It leads to a paradigm shift in the way we understand money.?

The perception of money is not objective but SUBJECTIVE to each individual.

The utility function maps an INDIVIDUAL objective reality to an INDIVIDUAL subjective reality.

Can that explain the Bitcoin Paradox?

Not quite so…

"Logic will never change emotion or perception."―Edward de Bono

With Bitcoin, we are NOT dealing with a subjective understanding of its worth in a single market buy within an infinite number of possible markets.

Bitcoin results from a network effect and game theory that distorts the COLLECTIVE objective reality to a COLLECTIVE subjective one.

The more we have people willing to pay enough money for Bitcoin, the more it will validate the belief of its worth.

And the more the belief of possible EXPONENTIAL future returns is validated, the higher the price people will be willing to pay for Bitcoin.

But how is that precisely determined?

In the same way that utility function was a paradigm shift to solve the St Petersburg Paradox, there is a need for a NEW paradigm shift to solve the Bitcoin Paradox.
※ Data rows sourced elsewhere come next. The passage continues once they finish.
PR #6, opened 2022-09-06
feat: Add extism_plugin_update

zshipko:
This gives host the ability to re-use plugin descriptors instead of loading a new plugin each time. The plugin memory and everything is reset, so no state is shared with the newly loaded plugin. This could be used to assign a static plugin ID to a specific user or to reload an updated WASM file, I think there are a lot of ways this could come in handy.

I tried to update every SDK, but couldn't get PHP to work with my environment - @nilslice maybe you could take a look at that one?


nilslice:
Cool! Yes, I'll take a look at it this evening and push to this branch.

What we know is that LOGIG is a BAD PREDICTOR in human decision-making.

Will Bitcoin open a new field in economics?

Austrian School of Economics

A possible school of thought that fits well with the Bitcoin narrative is the Austrian School of Economics.

In particular, around the three main topics:

  • Invention of Money
  • Regression Theorem
  • Subjectivity of Demand

Let’s dive into each one in more detail.

1. Invention of Money

Carl Menger (1840–1921), the founder of the Austrian school, was an advocate that money shouldn’t be perceived as a product of a legislative act.?

“Money is not an invention of the state.”―Carl Menger

Although Central Banks currently prints money, that was not always the case.?

Our current perception is an ILLUSION of 100 years of State control, as money was nationalised away from markets, just as railways did.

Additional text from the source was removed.